Research in this area has potentially been limited by traditional
assessment methodologies. While studies examining interpersonal stress
and NSSI have utilized numerous study designs (i.e., cross-sectional,
experimental, intensive longitudinal; Adrian et al., 2011; Kim et al.,
2015; Snir et al., 2015; Tattnel et al., 2014; Turner, et al., 2016;
Victor et al., 2018), they have heavily relied upon validated, but often
static or trait-like, Likert-type self-report items to assess
interpersonal contexts and stress. These approaches may be failing to
capture important aspects of interpersonal relationships that haven’t
been a focus of past research, but may be important in conferring NSSI
risk (i.e., relationship characteristics; cognitive-affective or
behavioral responses to behavioral stress). One way to advance our
understanding of the particular aspects of interpersonal stress that may
be salient for those engaging in NSSI is by examining participant-driven
dialogue. This approach affords the application of text-based analyses,
which have the flexibility to highlight the information deemed important
by those with lived experience. Such analysis has demonstrated initial
promise within the suicide literature (e.g., Jacobucci et al., 2021) and
thus has a natural extension to understanding NSSI risk.

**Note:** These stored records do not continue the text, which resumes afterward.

PR #2064, opened 2021-04-23
remove whitelabel-projects-task

olehyev138:
When the WHITELABEL environment variable is set to true then the project "Tasks" menu item should not appear

### DIFF
--- a/app/controllers/projects_controller.rb
+++ b/app/controllers/projects_controller.rb
@@ -232,6 +232,7 @@ class ProjectsController < ApplicationController
 
     def set_show_props # rubocop:todo Metrics/CyclomaticComplexity
       @props = {
+        whitelabel: ENV['WHITELABEL'] || false,
         tasks_by_specialty: @project.ready_tasks_by_specialty.map do |specialty, awards|
           [
             specialty&.name&.downcase || 'general',
--- a/app/controllers/projects_controller.rb
+++ b/app/controllers/projects_controller.rb
@@ -229,21 +229,25 @@ class ProjectsController < ApplicationController
     def project_header
       @project ? @project.decorate.header_props : { image_url: helpers.image_url('default_project.jpg') }
     end
+    
+    def project_tasks_by_specialty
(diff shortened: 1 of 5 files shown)


aquabu (changes requested):
@olehyev138 
* please add an rspec integration test for when the menu item appears and when it does not appear
* also the URL should not be accessible, this should also have a test

aquabu:
@olehyev138 this still needs the rspec tests mentioned above. Thanks.

aquabu (approved):

app/controllers/projects_controller.rb
```diff
@@ -230,19 +230,24 @@ def project_header
...
-            specialty&.name&.downcase || 'general',
-            awards.map do |task|
-              task_to_props(task).merge(
-                allowed_to_start: policy(task).start?,
-                reached_maximum_assignments: task.reached_maximum_assignments_for?(current_account)
-              )
-            end
-          ]
-        end,
+        whitelabel: ENV['WHITELABEL'] || false,
```
Alexey1100, line 249: We should check `@whitelabel_mission` variable here which indicates that request comes from whitelabel.

`ENV['WHITELABEL']` is only used for a specific case setup when the complete deployment is whitelabel.

app/policies/project_policy.rb
```diff
@@ -48,7 +48,9 @@ def show_contributions?
   end
 
   def show_award_types?
-    show? || unlisted?
+    return false if ENV['WHITELABEL'] == true
```
Alexey1100, line 51: Same here, we need to pass @whitelabel_mission into policy.

spec/features/tasks/project_tasks.spec.rb
```diff
@@ -7,6 +7,24 @@
     ready_task.project.update(visibility: :public_listed)
   end
 
+  it 'shows tasks link if env whitelabel is not true' do
+    login(ready_task.account)
```
Alexey1100, line 11: Hmm I think these specs might not be working correctly...
Since we are not switching env to whitelabel between examples.

PR #2083, opened 2021-05-07
Optimize token balances query

zhinfuhnya:


db/schema.rb
```diff
@@ -438,6 +439,18 @@
     t.index ["project_id"], name: "index_payments_on_project_id"
   end
 
+  create_table "project_roles", force: :cascade do |t|
```
Riddlerrr, line 442: @kolishchak This is not an actual change for this branch. Please update the schema file to add just one index.

Riddlerrr (changes requested):

zhinfuhnya:
According to my benchmarks this will speed up query execution by half.

Riddlerrr (approved):

PR #341, opened 2023-04-09
More dead code/unused variables

bkoropoff:
Not sure about all of these, let me know which ones you want


prboom2/src/MUSIC/dbopl.c
```diff
@@ -1249,53 +1249,19 @@ void Chip__WriteReg(Chip *self, Bit32u reg, Bit8u val ) {
   }
 }
 
-Bit32u Chip__WriteAddr(Chip *self, Bit32u port, Bit8u val ) {
```
bkoropoff, line 1252: Might want to compare against upstream Dosbox OPL code and see if these are also unused there or there's missing emulation features that should be merged here.

prboom2/src/r_data.c
```diff
@@ -625,7 +625,7 @@ int R_SetSpriteByIndex(patchnum_t *patchnum, spritenum_t item)
 
 int R_NumPatchForSpriteIndex(spritenum_t item)
 {
-  if (item < 0 || item >= num_sprites)
```
bkoropoff, line 628: This is a "dead" condition because `spritenum_t` has no negative values, and I didn't see anything that cast negative values to it, but I'll double-check.

kraflab:
Hopefully I will have some time to go through this one soon.

prboom2/src/r_data.c
kraflab: I'd leave this as is just to be safe. Even if nothing is doing it now, it might at some point 😸

prboom2/src/MUSIC/midifile.c
```diff
@@ -752,6 +752,7 @@ void MIDI_RestartIterator(midi_track_iter_t *iter)
 
 
 
+#if 0
```
kraflab, line 755: I'd rather preserve this file as much as possible.

prboom2/src/MUSIC/dbopl.c
kraflab: I'd rather preserve this file as much as possible for now.

prboom2/src/r_drawflush.inl
```diff
@@ -45,14 +45,18 @@
 //
 static void R_FLUSHWHOLE_FUNCNAME(void)
 {
+#if !(R_DRAWCOLUMN_PIPELINE & RDC_FUZZ)
```
kraflab, line 48: Going to avoid making changes here for now because of the software fuzz PR, we can recheck this after that is merged.

kraflab:
I've merged most of the changes and left comments on the remaining ones, so I'll close this one.

PR #345, opened 2023-04-12
Fix bug 344

bkoropoff:
The 2D frustum calculation for seg culling didn't match how `R_SetupPerspective` actually derived the projection matrix.  The fix derives the FOV directly from the projection matrix.

### DIFF
--- a/prboom2/src/gl_clipper.c
+++ b/prboom2/src/gl_clipper.c
@@ -335,6 +335,7 @@ static void gld_clipper_Clear(void)
 
 static angle_t gld_FrustumAngle(void)
 {
+  double fov;
   double floatangle;
   angle_t a1;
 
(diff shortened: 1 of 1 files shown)


prboom2/src/SDL/i_video.c
```diff
@@ -1278,7 +1278,8 @@ void I_UpdateVideoMode(void)
     sdl_renderer = SDL_CreateRenderer(sdl_window, -1, flags);
 
     // [FG] aspect ratio correction for the canonical video modes
-    if (SCREENHEIGHT == 200 || SCREENHEIGHT == 400)
+    if ((SCREENWIDTH == 320 && SCREENHEIGHT == 200) ||
```
kraflab: It's intended that this doesn't check width because it's supposed to support widescreen variants of the low res mode.

bkoropoff: A custom widescreen resolution will generally have square pixels, so this will just cause unexpected distortion.  I can drop it from the PR since it's unrelated.

prboom2/src/gl_clipper.c
```diff
@@ -350,10 +351,11 @@ static angle_t gld_FrustumAngle(void)
 
   // ok, this is a gross hack that barely works...
   // but at least it doesn't overestimate too much...
-  floatangle = 2.0f + (45.0f + (tilt / 1.9f)) * (float)gl_render_fov * ratio_scale / gl_render_multiplier / 90.0f;
-  a1 = (angle_t)xs_CRoundToInt(ANG1 * floatangle);
-  if (a1 >= ANG180)
+  fov = atan(1 / projMatrix[0]) * 360 / M_PI;
```
kraflab, line 354: There are a lot of places in the code base that use the `gl_render_fov` variable. Is this change going to cause any inconsistencies?

Also, is the comment here still the case? 😄

bkoropoff: This only affects seg culling, and using the GL projection matrix should prevent it from getting out of sync with actual rendering.

The actual horizontal render FOV is almost never `gl_render_fov`.  It's derived in a very roundabout manner by `M_ChangeFOV` and `R_SetupMatrix`.  This doesn't attempt to make the derivation any more sane.

The comment here is still correct, it's a very ad-hoc heuristic for the effective 2D view angle taking into account view pitch.

kraflab:
Thanks 👍 
Just out of curiosity, will the culling changes have any effect on performance one way or another?

Issue #310, opened 2023-04-02
Autoload is case-sensitive on Linux


bkoropoff:
If you load `SCYTHE.WAD`, autoloads in `scythe.wad/` won't be loaded, etc.  Probably need to do case folding somewhere.

orffen:
Also WAD loading is case-sensitive - see https://github.com/kraflab/dsda-doom/pull/346#issuecomment-1508373549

The current study aimed to leverage participant-driven interview data,
in which participants discussed a recent interpersonal stressor, as a
way to enhance the field’s knowledge of interpersonal difficulties in
relation to NSSI. As there are known differences in interpersonal
relationships across developmental stages (Wrzus et al., 2013),
interviews from two different samples were utilized: undergraduate
students and adults recruited from the community. The first aim of this
study was to examine the nuanced aspects of interpersonal stress
identified through participant-driven interviews across samples. We
hypothesized that through the extraction of latent topics from the
interview dialogue, a range of topics (i.e., stressor content,
interpersonal target, and cognitive-affective response) would be
modeled. Second, we aimed to investigate whether these topics wereuniquely related to NSSI history. Given the strong association
between NSSI and emotion regulation (i.e., Andover & Morris, 2014), and
the heightened distress following an interpersonal stressor experienced
by those with a NSSI history (Kim et al., 2015), we considered the
impact of emotion dysregulation in these models. We hypothesized, based
on prior research (i.e., Victor et al., 2019; Turner, Wakefield et al.,
2016), that specific affective states and interpersonal targets
(identified via the first aim) would be associated with the presence of
NSSI history; we also expected that the specifics of these associations
would differ based on sample. Finally, as our third aim, we examined how
valence of participant dialogue impacted the above associations;
however, no specific predictions were made.